It was 50.00 an hour for plowing with the truck, I couldn't believe it. I am thinking twice about bidding now as most on here are coming to the conclusion its to big for one truck. Plus my bid would be alot higher than the guy at 50.00 an hour.


----------



## Jay brown (Dec 26, 2005)

Lyons Lawn Care;651706 said:


> It was 50.00 an hour for plowing with the truck, I couldn't believe it. I am thinking twice about bidding now as most on here are coming to the conclusion its to big for one truck. Plus my bid would be alot higher than the guy at 50.00 an hour.


it's not too big for one truck if you only have one other lot (if the other lot is small)...if it gets to be too big sub some of it out....you gotta take chances or you'll never get anywhere....if you only have one other lot i would bid this lot a $49 per hour just to stay busy, you can raise your prices when you get more jobs and more trucks......if you need a sub call the guy that bid it at $50 and help ya if ya need it......you'll be losing a $1 per hour by hiring him but boo hoo, you'll get the job done and next year you can raise your rates after you name get around town....


----------



## Lyons Lawn Care (Nov 25, 2008)

Jay brown;651714 said:


> it's not too big for one truck if you only have one other lot (if the other lot is small)...if it gets to be too big sub some of it out....you gotta take chances or you'll never get anywhere....if you only have one other lot i would bid this lot a $49 per hour just to stay busy, you can raise your prices when you get more jobs and more trucks......if you need a sub call the guy that bid it at $50 and help ya if ya need it......you'll be losing a $1 per hour by hiring him but boo hoo, you'll get the job done and next year you can raise your rates after you name get around town....
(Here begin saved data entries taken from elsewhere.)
PR #166, opened 2020-11-11
feat: private bastion

ml019:
## Description
Create a bastion that is only accessible via SSM.

## Motivation and Context
If no possibility of access from outside the vpc is desired, this module disables the bastion that is included in the masterdata and replaces it with a private bastion. The tier specified needs to be private.

## How Has This Been Tested?
Local deployment

## Types of changes

## Followup Actions
- [x] None

## Checklist:

- [x] None of the above.

### DIFF
--- a/aws/modules/privatebastion/module.ftl
+++ b/aws/modules/privatebastion/module.ftl
@@ -1,0 +1,91 @@
+[#ftl]
+
+[@addModule
+    name="privatebastion"
+    description="Bastion access via SSM only"
+    provider=AWS_PROVIDER
+    properties=[
+        {
+            "Names" : "tier",
+            "Type" : STRING_TYPE,
+            "Description" : "The tier to use to host the private bastion",
+            "Default" : "msg"
+        },
+        {
+            "Names" : "component",
+            "Type" : STRING_TYPE,
+            "Description" : "The component to use to host the private bastion",
+            "Default" : "ssh"
+        },
+        {
+            "Names" : "deploymentUnit",
+            "Type" : STRING_TYPE,
+            "Description" : "The deployment unit for the private bastion",
+            "Default" : "ssh"
+        },
+        {
+            "Names" : "multiAZ",
+            "Type" : BOOLEAN_TYPE,
+            "Description" : "Multi-AZ support on the private bastion",
+            "Default" : true
+        }
+    ]
+/]
+
+[#macro aws_module_privatebastion
+            tier
+            component
+            deploymentUnit
+            multiAZ ]
+
+    [@loadModule
+        blueprint={
+            "Tiers" : {
+                tier : {
+                    "Components" : {
+                        component: {
+                            "DeploymentUnits": [
+                                deploymentUnit
+                            ],
+                            "MultiAZ": multiAZ,
+                            "bastion": {
+                                "AutoScaling": {
+                                    "DetailedMetrics": false,
+                                    "ActivityCooldown": 180,
+                                    "MinUpdateInstances": 0,
+                                    "AlwaysReplaceOnUpdate": false
+                                },
+                                "Permissions": {
+                                    "Decrypt": true
+                                }
+                            }
+                        }
+                    }
+                },
+                "mgmt" : {
+                    "Components" : {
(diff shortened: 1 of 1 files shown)


aws/modules/privatebastion/module.ftl
```diff
@@ -0,0 +1,91 @@
...
+[@addModule
+    name="privatebastion"
+    description="Bastion access via SSM only"
+    provider=AWS_PROVIDER
+    properties=[
+        {
+            "Names" : "tier",
+            "Type" : STRING_TYPE,
+            "Description" : "The tier to use to host the private bastion",
+            "Default" : "msg"
```
roleyfoley, line 12: Not sure the msg tier is the best default tier for this

roleyfoley (changes requested):

roleyfoley:
Should we actually just make this the bastion component with a default on the mgmt tier, then remove the bastion component from the master data and then load this module in the master data

ml019:
Converting the current bastion to a module seems a logical step - occurred to me as I was doing it.

But loading in master data still means you can't get rid of it ...?

aws/modules/privatebastion/module.ftl
ml019: I didn't want to introduce another tier just for this. Open to alternatives from the existing set ...

roleyfoley:
Yeah you can disable a module even when it's specified in the modules list

ml019:
Interesting, so we could evolve the current master data into a few modules that get loaded by default as a transition to removal of them from the masterdata altogether

aws/modules/privatebastion/module.ftl
RossMurr4y: Any that are in the existing set will already have the possibility of something already being deployed to them - by their nature they are common enough to be pre-defined. Providing one over another is going to enable some projects to deploy without disruption, whilst others will still need to. 

If you define your own by default, you can at least make it clear that this will create a new tier and subsequent subnet unless an override is provided. Otherwise its murky, and depends on a number of solution-specific factors as to the best tier.

aws/modules/privatebastion/module.ftl
```diff
@@ -0,0 +1,91 @@
...
+        }
+    ]
+/]
+
+[#macro aws_module_privatebastion
+            tier
+            component
+            deploymentUnit
+            multiAZ ]
+
```
RossMurr4y, line 40: If the tier simply must be empty, then perhaps a check here could ensure that? Otherwise you might have someone regenerate/redeploy their VPC only to get to the module `deploymentunit` itself only to run into issues and have to roll-back.

aws/modules/privatebastion/module.ftl
roleyfoley: Within the existing set I'd suggest `dir` as the closest tier,  messaging is more aligned with the application where dir is more admin/infra side

roleyfoley (changes requested):

roleyfoley:
@ml019 Could you please review and see what we need to do

RossMurr4y:
All the "Type" properties should be updated to "Types" now.

roleyfoley:
Closing with the idea of converting bastion to a module

ml019:
On review, this change was about converting bastion to a module - it was stalled on deciding whether to replace the masterdata bastion with a module that could then be disabled where not needed as part of a transition to not having it in the masterdata at all. 

So I think the actions needed are
1. refactor this to be a module defined in the aws plugin
2. add an input seeder to the cmdb stage for the aws plugin to add this module by default
3. remove the bastion configuration from the masterdata
4. anywhere we actually want the seeder, we change the solution to explicitly include it - which will just overwrite was is provided form the aws loader
5. once everything is cut across, remove the seeder from the aws
6. remove any solution config which was added to disable the bstion which was configured by default

RossMurr4y (approved):
Approved and happy to merge.

@ml019 where did you land on which tier should be the default? That appears to be the only outstanding comment.

ml019:
For the approach proposed, to minimise impacts I'll use the same tier as used in the masterdata.

PR #172, opened 2020-11-21
feat: autoscale replacement updates

roleyfoley:
## Description
Implements https://github.com/hamlet-io/engine/pull/1471  and also adds process suspension during cloud formation updates 

## Motivation and Context
When cloudformation applies updates to an autoscaling group it will scale the cluster to meet the configuration parameters in the template ( min, max desired ) If other scaling events are triggered during the update the cfn stack becomes stuck in the UPDATE_IN_PROGRESS stage until it times out ( around 1-2 hours ). This is really difficult to balance as the roll back takes the same amount of time 

Suspending services which can cause instance count changes during cloudformation updates is the recommended approach to fixing this 
https://aws.amazon.com/premiumsupport/knowledge-center/auto-scaling-group-rolling-updates/ 

## How Has This Been Tested?
Tested locally 

## Types of changes

## Followup Actions
- [x] None

## Checklist:
- [X] None of the above.

### DIFF
--- a/aws/services/ec2/resource.ftl
+++ b/aws/services/ec2/resource.ftl
@@ -882,7 +882,15 @@
                 "AutoScalingRollingUpdate" : {
                     "WaitOnResourceSignals" : autoScalingConfig.WaitForSignal,
                     "MinInstancesInService" : autoscalingMinUpdateInstances,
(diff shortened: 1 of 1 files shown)


ml019 (approved):
No issues

PR #180, opened 2020-11-24
refactor(consolidatelogs): remove logwatcher support

roleyfoley:
## Description
Removes the logwatcher support from the consolidatelogs module

## Motivation and Context
We currently have two supported methods for integrating logs with the data feed component 
- Pull Approach - On the data feed you can use the LogWatchers configuration to link to components you want to collect logs from. In this approach the datafeed component needs a link to all components that it wants logs for 
- Push Approach - Using a LogProfile each component creates the log subscription as part of logging components deployment. In this approach you just need to create a logprofile and use this profile for the components which need to log to this datafeed 

From a module perspective the push approach is far more maintainable than the pull approach. 

## How Has This Been Tested?
TEsted locally 

## Types of changes

## Followup Actions
- [x] None

## Checklist:
- [X] None of the above.

### DIFF
--- a/aws/modules/consolidatelogs/module.ftl
+++ b/aws/modules/consolidatelogs/module.ftl
@@ -45,7 +45,6 @@
     lambdaSourceHash
     tier]
 
-    [@debug message="Entering Module: consolidate-logs" context=layerActiveData enabled=false /]
 
     [#local lambdaName = formatName(namePrefix + "cwlogslambda")]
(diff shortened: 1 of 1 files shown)


ml019 (approved):
Pull vs Push is often dictated by what needs to be defined as part of the component. IF the subscription can be created as part of the source object then push makes sense. If the target (datafeed) needs some config, then pull is the only option. 

In this case, push sounds the better approach because remove of a component will remove its log subscription as well.

PR #181, opened 2020-11-24
fix: bastion eip subset

### LINKED ISSUE #179: eip subset not including IP address for bastion [BUG]
## Expected Behaviour
If using an eip subset, it should include any eip required by the bastion component,

## Current Behaviour
Currently, the logic of the bastion setup routine results in the eip not being included. This is because it is conditional on the `publicRouteTable` variable being set, and it in turn is onot set if the eip subset is used.

## Possible Solution
Not sure if the subset check is really required around the code that checks for a public route table? https://github.com/hamlet-io/engine-plugin-aws/blob/ff0e09b795249e2c7745e9ab4aa8849f75a01eca/aws/components/bastion/setup.ftl#L44

## Steps to Reproduce

1. Run the segment eip unit for a project where the bastion is in a public subnet.
2. The output will not include configuration for an eip for the bastion.
3.
4.

ml019:
## Description
Ensure the eip is created as part of an eip subset.

## Motivation and Context
The logic to detect a public network (and hence the need for an eip), did not take into account an eip subset pass. It now explicitly checks for this.

Fixes #179.

## How Has This Been Tested?
Local template generation

## Types of changes

- [x] Bug fix (non-breaking change which fixes an issue)

## Followup Actions
- [x] None

## Checklist:

- [x] None of the above.

### DIFF
--- a/aws/components/bastion/setup.ftl
+++ b/aws/components/bastion/setup.ftl
@@ -41,15 +41,13 @@
             [#break]
     [/#switch]
 
-    [#if deploymentSubsetRequired("bastion", true) ]
+    [#if deploymentSubsetRequired("eip", false) || deploymentSubsetRequired("bastion", true) ]
         [#local occurrenceNetwork = getOccurrenceNetwork(occurrence) ]
         [#local networkLink = occurrenceNetwork.Link!{} ]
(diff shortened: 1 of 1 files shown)


ml019:
I need to merge this to sort some deployment issues with a client project but would appreciate you checking it for any circumstance I've missed @roleyfoley

PR #97, opened 2024-05-08
hil: initial commit

TheButlah:
Adds an orb-hil binary, to make flashing easy and automated. Its little more than a glorified bash script right now.

Currently it:
* Assumes that it is on the hil and relies on some cli tools provided from the nix shell, like awscli and tar
* Supports flashing from a s3 url or a local tarball

It does not yet support:
* Automatically controlling CTS and RTS pins to reboot orb or trigger recovery mode
* Connecting to serial
* Retrieving s3 urls from a git tag
* Automatically running in response to network events or github runners


hil/src/flash.rs
```diff
@@ -0,0 +1,82 @@
...
+    ensure!(
+        path_to_rts.try_exists().unwrap_or(false),
+        "{path_to_rts} doesn't exist"
+    );
+    ensure!(path_to_rts.is_file(), "{path_to_rts} should be a file!");
+    let temp_dir = TempDir::new_in(path_to_rts.parent().unwrap())
+        .wrap_err("failed to create temporary extract dir")?;
+    let extract_dir = temp_dir.path();
+    let result = run_cmd! {
+        cd $extract_dir;
```
alekseifedotov, line 48: these bash snippets scare me.

TheButlah: its not actually bash. This is just a macro that calls std::process:Command. You can read more here: https://docs.rs/cmd_lib/latest/cmd_lib/#why-you-need-this

alekseifedotov (approved):

PR #98, opened 2024-05-13
security-utils: minor improvements

TheButlah:


security-utils/src/reqwest.rs
```diff
@@ -7,6 +7,8 @@ use color_eyre::{
 use hex_literal::hex;
 use reqwest::{Certificate, Client, ClientBuilder};
 
+pub use reqwest;
+
```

Sounds like good advice.. I mow for the people who own the lot so maybe they will take a 60.00 an hour bid since they know I always strive to do my best for them.


----------



## JDiepstra (Sep 15, 2008)

I have two questions.

1. How many snow events do you get where you are at in Kentucky?

2. What is the "average" depth of snow per "event"
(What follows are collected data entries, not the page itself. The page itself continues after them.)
PR #101, opened 2024-05-17
ci: autodetect cargo deb crates

TheButlah:
Lets us stop having to manually write out the list of binaries. Also will allow us to reuse this workflow in orb-internal, since it is no longer specific to this repo.

Also seeking opinions: Would it be better for me to keep the json parsing in jq, or do you want me to port it to native python?

### DIFF
--- a/scripts/build_rust_artifacts.py
+++ b/scripts/build_rust_artifacts.py
@@ -7,52 +7,87 @@ import os
 import shlex
 
 
-def cmd(command):
+def run(command):
     assert isinstance(command, str)
-    # This allows us to avoid manually splitting strings into arguments
-    command = shlex.split(command)
-    print(f"Running: {' '.join(command)}")
-    subprocess.check_call(command)
+    print(f"Running: {command}")
+    exit_code = subprocess.check_call(command, shell=True, text=True)
+    assert exit_code == 0
 
 
-def main():
-    parser = argparse.ArgumentParser(description="Builds rust artifacts for CI")
-    parser.add_argument("out_dir", help="Output directory for artifacts")
-    parser.add_argument(
-        "cargo_profile", help="Cargo profile to use for compiling the crates"
+def run_with_stdout(command):
+    assert isinstance(command, str)
+    print(f"Running: {command}")
+    cmd_output = subprocess.check_output(command, shell=True, text=True)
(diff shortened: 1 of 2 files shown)


scripts/build_rust_artifacts.py
```diff
@@ -7,53 +7,88 @@
...
+    assert isinstance(command, str)
+    print(f"Running: {command}")
+    cmd_output = subprocess.check_output(command, shell=True, text=True)
+    return cmd_output
 
-    args = parser.parse_args()
 
-    targets = ["aarch64", "x86_64"]
+def find_cargo_deb_crates():
+    jq_query = (
```
andronat, line 25: The alternative in Python would be (something along these lines):
```
    metadata = json.loads(cmd_output)
    workspace_members = set(metadata['workspace_members'])
    crates = [
        package['name']
        for package in metadata['packages']
        if package['id'] in workspace_members and 'deb' in package.get('metadata', {})
    ]
```

I personally find it more understandable. But I'll leave this to you. 

Is `jq` always available btw? Because with pure python implementation you have the advantage of "peace of mind".

scripts/build_rust_artifacts.py
```diff
@@ -7,53 +7,88 @@
...
                 f"cp -L "
-                f"target/{t}-unknown-linux-gnu/{args.cargo_profile}/{b} "
-                f"{args.out_dir}/{b}/{b}_{t}"
+                f"target/{t}-unknown-linux-gnu/{cargo_profile}/{c} "
+                f"{out_dir}/{c}/{c}_{t}"
             )
 
 
+def main():
+    parser = argparse.ArgumentParser(description="Builds rust artifacts for CI")
```
andronat, line 69: very nit for whenever (if) you have time: It would be amazing to have a description that our artifacts are actually debian packages, and also have the description declaring what are the assumptions under which we can build a debian.

andronat (approved):

scripts/build_rust_artifacts.py
TheButlah: we ensure that jq is always available via the nix flake. But yes, I think I prefer the python approach more. Also, I know python more than I know jq. I'll open a new PR to port it.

2. Where are you expected to plow the snow?

I know, I wrote 2 twice but I said first that I had two questions so I decided to go with that.


----------



## Lyons Lawn Care (Nov 25, 2008)

JDiepstra;651723 said:


> I have two questions.
> 
> 1. How many snow events do you get where you are at in Kentucky?
> 
> ...


We get 3 to 4 snow events a year here in KY that actually involve accumulation. Accumulation is usually between 2-6 inches, and very rarely does it get more than that. They just want th snow plowed up in to large piles in the edges of the parking lot.


----------



## TPC Services (Dec 15, 2005)

You would need two trucks on this place at least there is no way in heck there going to allow you to take 8-12 hours to plow this lot, as stated in someone else's post also I highly dought the guy that you took the job from is going to help you out after you out bidding him!!! an if he does I would not leave him alone on it,( there is a reason their looking fo a new contractor to do this)

*What time do they want it dn by?? and if its a late morning snow they are'nt going to push that time back so ur still going to have to get it done by that set time!!!*
By the way that may be what they where paying for to have the other contractor do it last year an *GEE* I wounder why they are looking for someone else because he was not doing a quality job! there going to say that to see if you would do it for that also, I would say hay I'm at $60 because I care about doing the job right and make sure that it's done in the quality of meaner you are expeting. An I 'm guessing that's why ur looking for a new contractor that can handle getting this place cleared out and looking nice for your customers in a timely and professonal way!!


----------



## Jay brown (Dec 26, 2005)

what is wrong with 8-12 hours to plow? if you only have 2 lots to plow total? just plow WITH the storm and you'll be fine... at $50 per hour you can't afford to go out and buy $20-$40k in equiptment to plow this.....just use your one truck and you'll be fine.....what is the worst that could happen, you get lots of hours in plowing?


----------



## TPC Services (Dec 15, 2005)

LIKE I SAID you are going to have time limits on these place most commercial properties want there snow plowing done my 7am if not earlier unless it's snowing all day long then they want you to get the access lanes cleared in a timley manner during the day to avoid YOU being in the way of their clients, costumers that are going in to the clients stores renting space on there property Not counting Sidewalk they want done can we say fall liabilty if there not done my a set time you going to eat that law suite.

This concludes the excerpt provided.